Comparison of short- and long-term efficacy of three procedures in postoperative digestive tract ;reconstruction for upper gastric cancer
10.3760/cma.j.issn.1671-0274.2014.05.009
- VernacularTitle:近端胃癌根治术后三种消化道重建方式近期及远期疗效的比较
- Author:
Changqing ZENG
1
;
Liangxiang HUANG
;
Linhao CHEN
;
Haixiao HUANG
;
Yu ZHENG
;
Liangjie CHI
Author Information
1. 福建医科大学省立临床医学院 福建省立医院胃肠外科
- Keywords:
Stomach neoplasms,upper;
Total gastrectomy;
Proximal gastrectomy;
Digestive tract reconstruction;
Jejunal interposition
- From:
Chinese Journal of Gastrointestinal Surgery
2014;(5):444-448
- CountryChina
- Language:Chinese
-
Abstract:
Objective To compare the short-and long-term efficacy of three different procedures used for digestive tract reconstruction after radical gastrectomy for upper gastric cancer. Methods Clinical data of 191 patients with upper gastric cancer undergoing radical gastrectomy in the Fujian Provincial Hospital between January 2000 and December 2012 were analyzed retrospectively.
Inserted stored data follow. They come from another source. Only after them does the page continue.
PR #1327, opened 2020-08-23
Feature: Advanced Vibrator Modes

elliesec:
## Summary

---

**Important**: This PR depends on and contains #1324 and should only be merged after that

---

This PR uses the dynamic asset system to add 5 new advanced vibrator modes to several vibrators. These new modes are unique in that they will automatically adjust the vibrator intensity from time to time. The PR also adds the concept of "automatic" chatroom messages, and a player preference to prevent automated messages that don't involve them from showing in chatrooms, to avoid potential chat spam (although I've tried to make the updates infrequent enough that spam shouldn't be a major problem most of the time).

The new modes have been added to the following items:
* Vibrating Nipple Clamps (nipples)
* Vibrating Heart Piercings (nipple piercings)
* Lovers Vibrator (vulva)
* Vibrating Dildo (vulva)
* Vibrating Heart Clit Piercing (clit)
* Vibrating Dildo (butt)

The new modes are as follows:
* Random - the vibrator will automatically change intensity randomly every 30 seconds to 2 minutes
* Escalate - the vibrator starts at minimum, then periodically increases. When it reaches maximum, it will then reset back to minimum intensity and repeat
* Tease - Behaves like "Random" mode, except when the player's arousal becomes sufficiently high, the vibrator will either drive them to orgasm, or it will edge the player for a period of time, before turning off and restarting
* Deny - Behaves like "Tease" mode, except the vibrator will never bring the player to orgasm
* Ramps the vibrator up to maximum and applies the `Edged` effect, preventing the player from reaching orgasm

Below is a preview of what the extended item screen looks like for items with the new modes.

vibrator-modes

## Technical Details

The following changes have been made:

* Adds a new user chatroom preference to prevent automated messages (from automatic vibrator updates) from being displayed if they do not involve the player - by default the preference is set to _not_ show automated messages
* Adds a new `VibratorMode.js` file. This contains:
    * All the logic for load/draw/click handling for both basic and advanced vibrator modes (other vibrators could easily be refactored to use this logic to show one or both sets of vibrator modes in the future)
    * Automatic vibrator update logic and chatroom message publishing
* Adds a new `Edged` effect. When the player is wearing an item with the `Edged` effect, they will be unable to orgasm. This effect is used by the "Edge" and "Deny" vibrator modes
* Splits several chat settings out into a separate online settings screen.


elliesec:
I need to rework the chat preferences screen as part of this change as we now have more checkboxes on there than can fit. Going to avoid pushing my merge conflict resolutions until I've gotten around to that.

elliesec:
Conflicts have now been resolved, and there is a new Online Preferences screen.

ace-1331 (commented):
Good example of how to use script draw from Animation.js. Nice to have an example for all among the current PRs.

Thanks for splitting the page, we've been needing it for a while now,

For consistency, I think some of the main page options should be moved there -> Show AFK bubble & Show wardrobe icon 

Let me know what you think about that, otherwise everything looks good

elliesec:
Seems reasonable to me. I've moved the two icon preferences into the online section.

ace-1331 (approved):

elliesec:
Updated to increase the time between vibrator updates (while hopefully keeping escalate mode roughly in line with the thermometer).

Nina-1474 (approved):
This all looks really good. I just have one observation:
If one vibrating item has an Edge effect but there are other vibrating items which do not, I would expect an orgasm to be possible, whereas at the moment it's blocked entirely.
It's a small enough drawback that it could be addressed at a later date.

elliesec:
> This all looks really good. I just have one observation:
> If one vibrating item has an Edge effect but there are other vibrating items which do not, I would expect an orgasm to be possible, whereas at the moment it's blocked entirely.
> It's a small enough drawback that it could be addressed at a later date.

Yes, my original implementation of `CharacterIsEdged` actually handled it in the way you've said you'd expect, but I changed it to the current implementation for simplicity. I was pretty on the fence as to which way to go with it. I can revert back to the original implementation if you think it makes more sense?

elliesec:
Urgh. The preferences got messed up, probably in the merge. I need to fix them before this can go in.

elliesec:
Done! Preference screen is fixed, and you can the "Edged" effect now only applies to the character if every vibrating item on a zone that can trigger orgasm has the "Edged" effect.

PR #1328, opened 2020-08-24
Fix: Reset to old emoticon after afk

SandrineBC:
# Summary
If a user has the "Auto AFK Setting" enabled and does nothing for 5 minutes, the "AFK" emoticon is shown over her head. As soon as she returns to the game, the Emoticon disappears, instead of resetting to the Emoticon, she had defined before.
This fix saves the old emoticon, before the "AFK" is displayed and reverts back to the old emoticon, when the player returns to the game.
# Details
## Step to reproduce
* Select an emoticon, e.g. "Read"
* Wait until the "AFK" emoticon is shown
* Click with your mouse in the game screen ==> The emoticon disappears
## What it does
* Added lines to save the old emoticon to a global variable in `AFKTimer.js`
## Testing
Did the above described steps on my local instance of the game and the behavior is as expected.


Ben987:
Yes, this is a good idea.  Cheers!

PR #1329, opened 2020-08-24
Fix: Missing asset

ace-1331:
- renamed the image as it was not named properly


Ben987:
Classic XLarge / Xlarge bug.  Thanks!

PR #1330, opened 2020-08-24
Fix: Web Gag Name

Nina-1474:
Changing the web gag name in mouth slot 1 to match the other two mouth slots.


Ben987:
Yep!  Thanks :)

PR #1331, opened 2020-08-24
Random Asset Selection

Nina-1474:
Now that permissions and prerequisites are possible for clothes, they should have the same checks that items do when picking a random option.

### Random Selection
A new InventoryGetRandom function now handles the random selection of an asset from a group or a defined list or an intersection of both. It expands the blocked/hidden checks from before into a more flexible system.
This now uses a binary ranking to check 3 conditions (at the moment) and find the most preferred combination that has some assets available to pick from. For example if the only options are assets that are blocked and visible or assets that are unblocked and hidden, we prefer the unblocked hidden ones.

The current conditions are, in order of preference: not blocked, not hidden, not limited permissions.
Or to put it another way, we want to pick our random asset from the first non-empty one of these lists:
- 000 - Not Blocked & Not Hidden & Not Limited
- 001 - Not Blocked & Not Hidden & Limited
- 010 - Not Blocked & Hidden & Not Limited
- 011 - Not Blocked & Hidden & Limited
- 100 - Blocked & Not Hidden & Not Limited
- 101 - Blocked & Not Hidden & Limited
- 110 - Blocked & Hidden & Not Limited
- 111 - Blocked & Hidden & Limited

(I know blocked and limited are mutually exclusive but it's still better/easier this way!)
The advantage of this ranking method is we avoid a long list of 'if' statements and if there's ever a fourth condition we want to check, it's a small change instead of needing to double the number of cases.

### Random Items
The InventoryWearRandom function will use the new GetRandom function. The only effective difference is the improved selection method. 
This function now also selects and uses a random colour from the group's pre-defined colour schema. Since this function is currently only used for item groups, and these groups all have a colour schema of ["Default"] only, the colour will not be affected for existing calls.

### Random Clothes - Full
The appearance screen now has a Randomize Clothes button next to the Randomize Character one. This will call the usual function to generate a random set of clothes without changing body/hair/size, as I expect most players will have settled on these details after a while and won't want them to change.
The FullRandom function now calls the new GetRandom method. There are also a few small fixes: an error in the parameters meant the last option in both clothes and colours could never be used, and poses are now applied if relevant.

### Random Clothes - Group
This button appears in the new clothes selection screen. It randomly selects and colours an owned piece of clothing in that group.

### Random Locks
This now uses the GetRandom function to avoid blocked/hidden/limited locks if possible. The checks around owner and lover locks are intact.


elliesec (approved):
Looks good to me! Tested and all working as expected. I feel like there should be a more elegant way to implement the permissions handling in `InventoryGetRandom`, but I can't think of one right now, and it looks about as efficient as it gets, so I'm happy for that to go in.

ace-1331 (approved):
Looks good to me.

Its likely to conflict with the other wardrobe PRs, depending on the order. 
Just need to make sure conflicts are resolved as intended. So whoever goes to merge needs to re-verify real quick

Nina-1474:
Merge completed to resolve the conflict from #1385 which was also adding an input parameter to InventoryWearRandom. This also resolves an error from that PR where it was passing the Refresh setting into Difficulty.

Nina-1474:
InventoryWearRandom used to only be called for item groups, which never had predefined colour schemas, so the new step to randomly colour items in that function wouldn't have recoloured existing random-item selections.
Since #1368 adds colour schemas to those groups, the function now explicitly checks if the group is clothing to applying a colour to it.

PR #1332, opened 2020-08-24
Feature: Keep NPCs from removing Cosplay items

SandrineBC:
# Summary
It was [requested](https://discord.com/channels/554377975714414605/721493158625804298/742824830679908422) that NPCs do not remove cosplay items like ears, tails or wings. This PR does exactly this. 
NPCs, like the nurse in the Asylum or the Club Mistress don't remove those items anymore, when they strip the player. Accordingly, wearing only cosplay items now counts as being naked.
# Details
## What it does
* Introduced an optional parameter `keepCosplay` to `CharacterAppearanceNaked` and `CharacterNaked`. Setting this parameter to `true` makes the Function keep all cosplay items on the player. The default for this parameter is `false`
* Changed the way the nurse in the Asylum strips the player, making her keep the cosplay items as well
* Added the parameter to all calls of one of the above mentioned functions within the main game. I did not touch the 'left hand side' parts of the game (theatre, stables, etc.)
* If wearing only cosplay items now the player counts as naked
* If wearing only underwear and cosplay items, the player is only wearing underwear for game purposes
## Small changes on the side
* Removed two lines from `Management.js that are not needed anymore due to changes in the removal behavior of collars
* Removed all appearances of the `KeepNaked` attribute as that was never used in the Asset definition to shorten several `if` statements
## Testing
* I tested the function with the Asylum nurse and the club Mistress
* After being a club slave, the maid in the main hall did not appear, if only cosplay items were worn


elliesec:
Hmm, question for both @ace-1331 and Sandrine on this one - with the ability to block slots from being touched on the way, would it be worth holding off on this one temporarily and then updating it to have NPCs respect the character's block settings, rather than flat out not touch cosplay items?

SandrineBC:
Well... I don't want to complain about all the dust on this PR... but when I did this, there was nothing 'on its way'...
If we will have a more generic approach in the near future, then please close this PR.

ace-1331:
Well, I'm waiting for the backlog to be cleared because right now it would be quite messy to do the intended change as I need the new preference screens and merge wardrobe stuff. 

Although, yes with the new settings it could easily just be done so NPC respects the player's preference which leaves the option for everyone to either keep the current behavior, or the one where ears and tails are respected. I already have a draft tested and all, but can't submit/finalize with the current backlog. Let's put this one on old and when the backlog is cleared we'll have a better idea of what works better

SandrineBC:
To be honest, it **is** old already (Sorry, couldn't resist)

ace-1331 (changes requested):
This will be a nice change for sure, check #1399 for the cosplay toggle, with it, you could check for it in functions where those groups could potentially be removed (but shouldn't)

Sadly, it requires a server-side pr so it might take a while, but you can still test on yourself with the right settings

ace-1331:
It appears you aren't using the latest changes brought by 1399, everything looks okay, but you'll have to change which accessory group is protected and which one is always removed (I added a comment to differentiate 1-2-3)

BondageClub/Screens/Character/Appearance/Appearance.js
```diff
@@ -212,18 +212,19 @@ function CharacterAppearanceFullRandom(C, ClothOnly) {
...
  * @param {Character} C - The character to undress
  * @returns {void} - Nothing
  */
 function CharacterAppearanceNaked(C) {
 
 	// For each item group (non default items only show at a 20% rate)
-	for (let A = 0; A < C.Appearance.length; A++)
-		if (C.Appearance[A].Asset.Group.AllowNone && !C.Appearance[A].Asset.Group.KeepNaked && (C.Appearance[A].Asset.Group.Category == "Appearance")) {
+	for (let A = 0; A < C.Appearance.length; A++) {
+		if (C.Appearance[A].Asset.Group.AllowNone && (C.Appearance[A].Asset.Group.Category == "Appearance") && !(C.OnlineSharedSettings.BlockBodyCosplay && C.Appearance[A].Asset.Group.BodyCosplay)) {
```
elliesec, line 223: I'm getting the following errors when `C` is an NPC (presumably because NPCs don't have settings):
```
Uncaught TypeError: Cannot read property 'BlockBodyCosplay' of undefined
    at CharacterAppearanceNaked (Appearance.js:223)
    at CharacterNaked (Character.js:705)
    at ManagementLoad (Management.js:334)
    at ManagementRun (Management.js:351)
    at CommonDynamicFunction (Common.js:196)
    at DrawProcess (Drawing.js:953)
    at MainRun ((index):309)
```
It's probably safest to make an NPC check here (and probably also in the two modified `Character` functions) to handle that case.

BondageClub/Screens/Character/Preference/Preference.js
```diff
@@ -203,6 +203,10 @@ function PreferenceInit(C) {
 	if (C.ChatSettings.ShowAutomaticMessages == null) C.ChatSettings.ShowAutomaticMessages = false;
 	if (!C.VisualSettings) C.VisualSettings = { ForceFullHeight: false };
 
+	if (!C.OnlineSharedSettings) C.OnlineSharedSettings = {};
```
elliesec, line 206: These lines look like they're duplicating the existing stuff down on line 238. Probably a merge problem?

elliesec (changes requested):
Mostly looks good - just a couple of comments, but should be fine after they've been addressed.

BondageClub/Screens/Character/Preference/Preference.js
SandrineBC: Jupp, looks like it...

BondageClub/Screens/Character/Appearance/Appearance.js
SandrineBC: I think I fixed it. How did you provoke this?

elliesec: Hehe, don't we all?
In my case I ran into it in the club management (as the stack trace says, `Management.js:334`), when it gets run on the NPC sub in the management room.

SandrineBC: I'll try it first. If I don't run into issues, I'll push it anew

SandrineBC:
Looking good now. I added a new function IsNpc that should help us to get rid of all those string comparisons...

elliesec (approved):
Looks good, all tested and working as far as I can see!

ace-1331 (approved):

PR #1333, opened 2020-08-24
Improvement: Optional slave collar (a.k.a The one)

ace-1331:
Here goes _clears throat_
____
**I know this change is likely to be rejected or require a painful discussion, but since this is very often requested, was brought up before and was voted high on Patreon, I did this as an example of how it could be done, and I personally think it's the right way to make everyone happy. It didn't take long to do it, and wouldn't take long to tweak the texts or tweak how it works based on feedback**
____

- added a club owner rule to allow removal of the slave collar

The default behavior stays the same, NPCs are left unchanged, existing checks to see if there is an owner locked collar accommodate for owner locked collars, the rule is deleted when losing an owner to maintain the default effect, etc.

Essentially, this gives the option to remove the collar and disable the slave collar validation if the owner wishes. This will essentially give access to the neck area in a normal matter which is perfectly fine now that we have owner locks. It also keeps all power in the hands of owners who should definitely be able to decide how they deal with their subs' collars

This also means, for anyone who still wishes to have the forced collar just like it is right now, they can ignore this new rule and it will not change anything for them whatsoever.


elliesec:
Looks good to me, although I'll hold off on an approval until we've put it to the community and let them have their say.

ace-1331:
I've added the slave collar status to the new rules menu while merging. This PR is ready

Nina-1474 (approved):
The only small suggestion I have is should the Release/Give dialog options for the collar have conditions so that only the relevant one of the two is displayed? It's a minor detail though and looks good otherwise!

ace-1331:
> The only small suggestion I have is should the Release/Give dialog options for the collar have conditions so that only the relevant one of the two is displayed? It's a minor detail though and looks good otherwise!

That's not something you can do currently, since you can't access the sub's log. That's how all the rules are, and it's a separate improvement that we definitely need. 

I avoided just checking for the slave collar in case someone does stuff with console/custom scripts, what they are wearing might not reflect their actual rule state.

gatetrek (approved):

elliesec (approved):

PR #1334, opened 2020-08-24
Bugfix: Fix for timer locks removing gag effects upon expiry

elliesec:
## Summary

There was a small bug with the way timer locks interact with the new gag level calculation code which meant that when the timer expired, it would leave the gag's `Property` with an empty `Effect` array, causing the calculated gag level to be 0.

## Steps to reproduce

1. Equip a (non-extended) gag
2. Attach a timer padlock (any kind) - don't set the padlock to remove the item upon expiry
3. Wait for the timer padlock to expire
4. Note that when the padlock expires, the player can talk normally (no speech garbling)


Ben987:
Nice catch, I've never noticed that one in-game.  Thanks!

PR #1336, opened 2020-08-26
Feature: Active pose system rework + Enhanced character menu

ace-1331:
**This PR requires the server side PR to enable active poses to pass as an array [#43](https://github.com/Ben987/Bondage-Club-Server/pull/43) for chatroom synchronisation to work, but everything works and can be tested on its own without the server change. The server change and this is compatible with R60 and wont cause any crashes**
___
- Improved the character menu to allow for many pages
- Added a character page to view currently active owner rules when fully collared
- Added a page to change active poses
- Added support for multiple active poses
- Changed how active poses work to ignore them if a pose in the same group is used 
- Added helpers for prerequisites to discern active poses and item poses

This PR contains several enhancements to current item behavior due to how the knew behavior handles active poses. Everything should behave the same as it used to. However some items will work better now that active poses are left out if needed.  Also now asset makers can go back and improve certain items to enhance their prerequisites and make them compatible with more items by adding a prerequisite check for a given pose group rather than a whole group of items. An example of this is the "must stand up" message, it will no longer be needed if you are only kneeling due to an active pose. 

I added a base pose to denote items that force the common standing pose (for example, the bouquet forces you in the normal arms pose) among other things. This will make it easier to add or change existing items by adding a "Free arms" prerequisite. Same for legs.

This means now we need to always define a pose, we always need to add a category and if the pose is completely finished for all items, we can add it to the menu. I made the menu dynamic so adding to it is as simple as adding a property on your pose. I'm hoping this will also give a really good incentive for asset makers to finish integrating their pose 100% rather than only doing it for their item

[Menu in action](https://cdn.discordapp.com/attachments/721493158625804298/748020597065384006/ewee.gif)

The following poses could realistically be added if their makers finish off the few items that dont work with them:
* backcuffs (needs arm cuffs to work in that pose
* spread (need shackles, ball chains and all itemboots)
* allfours (needs nipple zones finished)

I've provided helper methods to check if the character has a pose due to an item, which is what should be used for checks as this means an active pose will not prevent you from using an item (and will be ignored if necessary).

It's good to know that an active pose is never added when a pose in that category is set, this means if you want to allow active poses to contain something like kneeling, you need the new property to whitelist it (This is an edge case, the hobble skirt, straitdresses and legbinders had this behavior as a side effect of active poses, but I decided to make it a feature instead as I fixed the system)

It's definitely something that asset makers will need to adapt to, but it will make it WAY easier to handle poses when making assets.

Note that the screen is only available in chatrooms, this will prevent messing up anything related to NPCs as those will stay the same.

Let me know if you have any questions.

Credit goes to Ayesha for the new pose icons.


ace-1331:
I'm sorry, but we're at a point yet again where this is non-sense. If anything major is merged beforehand and conflicts with this PR, Im closing it. I won't be wasting more of my time dealing with improper project management.

elliesec (approved):
Tested along with the accompanying server change, and all looks good to me.

ace-1331:
Just added the missing icon for OverTheHead so everything is ready and it now includes the OverTheHead pose

Nina-1474 (approved):
Everything that I checked looked pretty good!
One trivial change I made was to trim the bottom of the OverTheHead icon as it was sticking out of the bottom of its box.

ace-1331:
Waiting for server to be restarted with the changes, but before we merge, there are a few updates to the cuffs we'll add to include the BackCuffs pose. I'll keep you updated and let you know when this can be merged.

ace-1331:
Now includes BackCuffs, thanks to ayesha for the updated cuffs + icon. This PR is fully ready to get merged once the server is restarted.

PR #1503, opened 2020-09-28
Preference screen crash

ace-1331:
- fixed a crash in the preference screen when switching account too fast.

If you went to email, then changed screen faster then the query, you crashed with 
```
Server.js:615 Uncaught TypeError: Cannot set property 'placeholder' of null
    at ServerAccountQueryResult (Server.js:615)
```
because the input no longer exists. This prevents it


elliesec (approved):

Ben987:
Yes, I've seen that one recently.  Thanks for the fix!

PR #1505, opened 2020-09-29
Bunny Ears Multicolouring

Nina-1474:
Split the Floppy Bunny Ears into an outer and inner layer to allow different colours.


ace-1331 (approved):
One word:

YEEEESSSSS!

elliesec (approved):

PR #1507, opened 2020-09-29
Optimize Drawing.js

NoneNoname:


BondageClub/Scripts/Drawing.js
```diff
@@ -1010,18 +1039,52 @@ function DrawProcess() {
 			MainCanvas.height = MainCanvas.width / 2;
 			MainCanvas.canvas.style.width = "100%";
 			MainCanvas.canvas.style.height = "";
+			const MainCanvasRect = document.getElementById("MainCanvas").getBoundingClientRect();
```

Surgical procedures were classified as total gastrectomy followed by Roux-en-Y esophagojejunostomy (TG-RY, n=123), proximal gastrectomy followed by esophagogastrostomy (PG-EG, n=40), and proximal gastrectomy followed by jejunal interposition (PG-JI, n=28). Clinicopathological characteristics, perioperative and long-term outcomes were compared among the three groups. Results The operative time was shorter (178 vs. 248 and 224 min, P<0.05), and the intraoperative blood loss was less(194 vs. 323 and 265 ml, P<0.05) in PG-EG group than those in TG-RY and PG-JI groups. Early postoperative complications and hospital stay were comparable(both P>0.05). With respect to gastrectomy-associated symptoms, reflux and heartburn were more frequent in PG-EG patients, while dumpling syndrome was more frequent after TG-RY. Postoperative weight loss was not significantly different among three procedures (P>0.05), however, hemoglobin and serum albumin levels were lower in TG-RY patients (both P<0.05). The 5-year survival rate was similar(P>0.05). Conclusions Surgeons need to choose the proper procedure according to tumor features and patient condition. PG-JI should be the first choice in terms of fewer complaints and better nutrition. TG-RY tends to be used for larger and more advanced tumors. PG-EG is the most minimally invasive procedure and thus may be suitable for older and high-risk patients.